“问昔今后定潜心练剑,绝不松懈!”
“你说的,可要记住。”萧鞘隔衣捏住她的腕,三指搭上脉搏,“这药不错,你再多喝几日。”
“你懂医?”莫问昔有些吃惊。
萧鞘没有回答,这么多年了,其实他并不记得自己会多少东西,如果她若不问,他大概是也忘记了原来自己是曾学过医术的。
没有等到回答,她料想定是他觉得自己过问得多了,其实细想来,自己也不过是师父丢给他的一个包袱罢了,又有什么资格知道他太多的事情。这么一想,一直以来清清静静的心里,竟是有些酸,像是明镜的湖面里被飞鸟划了道水痕,只这酸为何而来,却是不懂。

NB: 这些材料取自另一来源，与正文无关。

PR #93, opened 2025-06-30
Add bowties and deprecate `join`

T0mstone:
This is a necessary preliminary step to unblock #26, see also https://github.com/typst/codex/pull/26#issuecomment-2573429569.

I went with slightly different names from what's in the [Proposals Document](https://typst.app/project/riXtMSim5zLCo7DWngIFbT) draft since `.l` and `.r` already have a use for the big operator, so using them entirely for filling felt wrong. I think the way they're called here is a better alternative.

The big ones don't have filled variants afaik, so I don't think defining them with a `.stroked` modifier as well makes much sense. Thus, it's now a trichotomy for this symbol: stroked, filled, or big.

As for the deprecation: I'm thinking of the process we discussed some time ago for stuff like this: Deprecate the original and add the new name in one typst version, then undeprecate and change the original name to the new symbol in the next typst version.

### DIFF
--- a/CHANGELOG.md
+++ b/CHANGELOG.md
@@ -3,7 +3,39 @@
 ## Unreleased
 
 ### New in `sym`
-- Miscellaneous Technical
+
+- Mathematical symbols
+  - `union.serif`: ∪︀
+  - `union.sq.serif`: ⊔︀
+  - `inter.serif`: ∩︀
+  - `inter.sq.serif`: ⊓︀
+  - `gt.double.nested`: ⪢
+  - `lt.double.nested`: ⪡
+  - `gt.arc` ⪧
+  - `gt.arc.eq` ⪩
+  - `lt.arc`: ⪦
+  - `lt.arc.eq`: ⪨
+  - `subset.approx`: ⫉
+  - `subset.closed`: ⫏
+  - `subset.closed.eq`: ⫑
+  - `subset.eq.dot`: ⫃
+  - `subset.equiv`: ⫅
+  - `subset.nequiv`: ⫋
+  - `subset.plus`: ⪿
+  - `subset.tilde`: ⫇
+  - `subset.times`: ⫁
+  - `supset.approx`: ⫊
+  - `supset.closed`: ⫐
+  - `supset.closed.eq`: ⫒
+  - `supset.eq.dot`: ⫄
+  - `supset.equiv`: ⫆
+  - `supset.nequiv`: ⫌
+  - `supset.plus`: ⫀
+  - `supset.tilde`: ⫈
+  - `supset.times`: ⫂
+  - `pee`: ℘
+
+- Miscellaneous technical
   - `bowtie.stroked`: ⋈
   - `bowtie.stroked.big`: ⨝
   - `bowtie.stroked.big.l`: ⟕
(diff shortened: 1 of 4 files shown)


MDLC01:
Ugh this is unfortunate. There is no way of deprecating the mai' variant of a symbol. What you did will show a warning for all variants of `join` as well...

Enivex:
It's somewhat unfortunate that l and r are used for entirely different things within the same symbol. But I guess it's unavoidable.

src/modules/sym.txt
```diff
@@ -584,10 +584,20 @@ diameter ⌀
 interleave ⫴
   .big ⫼
   .struck ⫵
+@deprecated: `join` is deprecated, use `bowtie.big` instead
 join ⨝
   .r ⟖
   .l ⟕
   .l.r ⟗
+bowtie
+  .stroked ⋈
```
Enivex, line 593: I think it makes more sense to just put this at the top level (without stroked), unless there are additional variants not included here.

T0mstone:
> It's somewhat unfortunate that l and r are used for entirely different things within the same symbol. But I guess it's unavoidable.

I think it's unambiguous enough as long as we don't have `bowtie.l`/`bowtie.r` on their own. (Tho these would currently automatically exist as shorthands, so #51 could improve the situation here).

src/modules/sym.txt
MDLC01: If we have `.stroked` we should have it for everything that is not filled. I agree having it is noisy, but it is better for consistency. The real problem is that now this is how it will be listed in the doc, so most users may not realize that `bowtie` works as well.

I would say we should keep `.stroked`, and improve the documentation's symbol lists as a separate project (e.g., by implementing https://github.com/typst/codex/issues/51).

A first step might be to announce stroked variants without the `.stroked` modifier in the changelog.

Enivex: Notice how the unicode names mention "black" specifically, but not "white" for the regular ones.

T0mstone: I really don't want the added complexity of enshrining a "canonical version" for some symbols by means of omitting certain modifiers for them. That's another data point users will have to remember and seems like a totally unnecessary restriction. It's conceptually so much simpler to just have both modifiers for everything with those two styles, whether one of them is canonical or not.

Enivex: I would say that having .stroked is `more` complexity, not less. Why should I have to arbitrarily have to remember which operators get the `stroked`, only because they have a `filled` variant? I do not like relying on fallback, because it's unpredictable and brittle to codex changes. Almost everyone who want these symbols will want the `.stroked` variants.

knuesel:
Compared to the old `join.l` we lose some clarity with `bowtie.big.l`: the name has nothing to suggest what happens on the left side. An idea could be to replace the `big` modifier with `join`:
```
bowtie
  .stroked ⋈
  .filled ⧓
  .filled.l ⧑
  .filled.r ⧒
  .join ⨝
  .join.r ⟖
  .join.l ⟕
  .join.l.r ⟗
```

src/modules/sym.txt
```diff
@@ -584,10 +584,20 @@ diameter ⌀
...
+  .filled ⧓
+  .filled.l ⧑
+  .filled.r ⧒
+  .big ⨝
```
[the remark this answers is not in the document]
MDLC01: Oh this is what I meant by "If we have `.stroked` we should have it for everything that is not filled." in https://github.com/typst/codex/pull/93#discussion_r2178385215. Sorry that that was unclear.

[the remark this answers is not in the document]
Enivex: I seem to just have missed that entirely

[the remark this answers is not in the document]
T0mstone: Done.

T0mstone:
I've added `.stroked` to the big variants as you suggested.

I've also changed the order so that `bowtie.l` and `bowtie.r` resolve to the large variants since that's probably more likely what the user would want (tho ideally with #51 those would just be forbidden here).

Enivex:
> I've added `.stroked` to the big variants as you suggested.
> 
> I've also changed the order so that `bowtie.l` and `bowtie.r` resolve to the large variants since that's probably more likely what the user would want (tho ideally with #51 those would just be forbidden here).

You also need to change the deprecation message

T0mstone:
> You also need to change the deprecation message

Not changing that was actually intentional. My thinking was that suggesting the full version might lead to worse UX since users may not know that the `.stroked` part is optional.

MDLC01:
I think we should suggest the simplest version of the name that we know we won't break in the near future. In this case, this would be without `.stroked`.

Fallback is a feature. It has many drawbacks, but there are also some cases where it makes sense to use it. I would argue this is on of them.

CHANGELOG.md
```diff
@@ -1,5 +1,23 @@
...
+  - `bowtie.stroked.big.r`: ⟖
+  - `bowtie.stroked.big.l.r`: ⟗
+  - `bowtie.filled`: ⧓
+  - `bowtie.filled.l`: ⧑
+  - `bowtie.filled.r`: ⧒
+
+### Deprecated
+- `join` -> `bowtie.big`
+  - `join.l` and `join.r` to `bowtie.big.l` and `bowtie.big.r`, respectively
+  - `join.l.r` to `bowtie.big.l.r`
```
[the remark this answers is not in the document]
T0mstone: After trying a few things, nothing feels right here, so I'll just go with your suggestion. Maybe we should retcon the changelog later, rewriting all past entries to a consistent format...

MDLC01:
Remember that because this PR contains a breaking change, it will require a third approval.

PR #96, opened 2025-07-03
Fix docs

T0mstone:
These were slightly out of date after #92.

I've also taken the liberty to rephrase them a bit; Ever since #46, the crate-level docs have explained what a variant is, so we can just use that word in the functions' docs.

(Not sure whether this counts as meta or not)

### DIFF
--- a/src/lib.rs
+++ b/src/lib.rs
@@ -68,7 +68,7 @@ pub enum Symbol {
 }
 
 impl Symbol {
-    /// Get the symbol's character for a given set of modifiers, alongside an optional deprecation
+    /// Get the symbol's variant for a given set of modifiers, alongside an optional deprecation
     /// message.
     pub fn get(&self, modifs: ModifierSet<&str>) -> Option<(&'static str, Option<&str>)> {
         match self {
@@ -79,7 +79,7 @@ impl Symbol {
         }
     }
 
-    /// The characters that are covered by this symbol.
+    /// Iterate over the variants of this symbol.
     ///
     /// Each variant is represented by a tuple `(modifiers, character, deprecation)`.
     pub fn variants(
--- a/src/lib.rs
+++ b/src/lib.rs
@@ -81,7 +81,7 @@ impl Symbol {
 
     /// Iterate over the variants of this symbol.
     ///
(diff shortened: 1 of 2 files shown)


MDLC01:
I'd say this is meta but doesn't require Laurenz's approval since this is a minor documentation change.

MDLC01 (approved):

src/lib.rs
```diff
@@ -68,7 +68,7 @@ pub enum Symbol {
 }
 
 impl Symbol {
-    /// Get the symbol's character for a given set of modifiers, alongside an optional deprecation
+    /// Get the symbol's variant for a given set of modifiers, alongside an optional deprecation
```
Enivex, line 71: Should this be string?

src/lib.rs
```diff
@@ -79,7 +79,7 @@ impl Symbol {
         }
     }
 
-    /// The characters that are covered by this symbol.
+    /// Iterate over the variants of this symbol.
     ///
     /// Each variant is represented by a tuple `(modifiers, character, deprecation)`.
```
Enivex, line 84: Should character be string?

T0mstone:
Found another small oversight that I've just lumped in this PR. Technically not documentation, but an assertion error message is close enough imo.

mkorje (approved):

src/lib.rs
```diff
@@ -2,10 +2,10 @@
 //!
 //! ## Model
 //! A [`Symbol`] is a collection of one or more _variants_. Each variant is
-//! identified by a set of [_modifiers_](ModifierSet) and has a single character
-//! as its value. The modifiers themselves can in principle be any non-empty
-//! strings that don't contain the character `.`, but codex only defines ones
-//! that are entirely made of ASCII alphabetical characters.
+//! identified by a set of [_modifiers_](ModifierSet) and has a string as its
```
mkorje, line 5: Actually, do we want to say here instead that it has a single grapheme cluster?

T0mstone: If at all, that should be another PR.

mkorje: Alright

mkorje (approved):

PR #97, opened 2025-07-03
Additional circled mathematical symbols

Enivex:
To my knowledge, these are the remaining circled mathematical operators in unicode.

There are a multitude more symbols in other categories, plus a generic composing circle (https://www.compart.com/en/unicode/U+20DD), but it seems natural to leave those for the future.

- Curiously, while there is a circled slanted division sign, there is no non-circled one.
- I debated whether I should add `.half` to `plus.o.l` etc, but ended up not doing that. The choice here is the same as in @MDLC01 's document.
- I think `times.o.o` would be a better name than `times.o.double`, but this is impossible right now.

### DIFF
--- a/src/modules/sym.txt
+++ b/src/modules/sym.txt
@@ -281,7 +281,7 @@ minus −
   .triangle ⨺
 div ÷
   .o ⨸
-  .o.slant ⦼
+  .slanted.o ⦼
   @deprecated: `div.circle` is deprecated, use `div.o` instead
   .circle ⨸
 times ×
--- a/src/modules/sym.txt
+++ b/src/modules/sym.txt
@@ -252,6 +252,8 @@ prime ′
 // Arithmetic.
 plus +
   .o ⊕
+  .o.l ⨭
+  .o.r ⨮
   .o.arrow ⟴
   .o.big ⨁
   @deprecated: `plus.circle` is deprecated, use `plus.o` instead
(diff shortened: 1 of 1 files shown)


src/modules/sym.txt
```diff
@@ -279,11 +281,16 @@ minus −
   .triangle ⨺
 div ÷
   .o ⨸
+  .slanted.o ⦼
   @deprecated: `div.circle` is deprecated, use `div.o` instead
   .circle ⨸
 times ×
   .big ⨉
   .o ⊗
+  .o.double ⨷
```
MDLC01, line 290:
```suggestion
  .oo ⨷
```

I don't think this is better as `.o.double`, but this is also an option.

I personally don't like it because the meaning is not clear from the name, and it is reminiscent of `sym.oo`, which is completely different.

MDLC01 (approved):

src/modules/sym.txt
mkorje: I also think `.o.double` is better, and `.o.o` even better if/when that becomes possible.

mkorje (approved):

MDLC01 (changes requested):
> I think `times.o.o` would be a better name than `times.o.double`, but this is impossible right now.

How about we forget about this symbol for now, and come back to it when we have a clearer view of whether and how we want to allow duplicate modifiers?

That way, this PR can be merged and we don't keep yet another blocked PR.

MDLC01:
I feel like it's better not to introduce a minor feature if there is reasonable expectation that it will break at a later point.

Enivex:
Fair enough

左右实在尴尬,莫问昔刚要抬腿,萧鞘的扇子拦在胸前:“唐尧的事情你打算如何处理?”
“我……”她能怎么处理呢,她都快要忘记了当初为何要带唐尧来这边治腿。
萧鞘看看她:“走吧,陪我去看看他。”
“现在?”
萧鞘已经推开房门,莫问昔只得跟上,迎面碰到端着托盘的大娘正从房间退出来。
见到他们,大娘靠边站了站让了路,萧鞘也没有看她便进去了,莫问昔经过大娘的时候轻声道了声谢,只是今日的大娘有些失神,并未如往日那般与她多说,带上门便下去了。
那唐尧已经由唐灵扶着坐了起来,见他们来了撑着床沿要行礼,唐灵轻呼:“二伯,您好生坐着吧,灵儿瞧着邢大哥不会在乎这些虚礼。”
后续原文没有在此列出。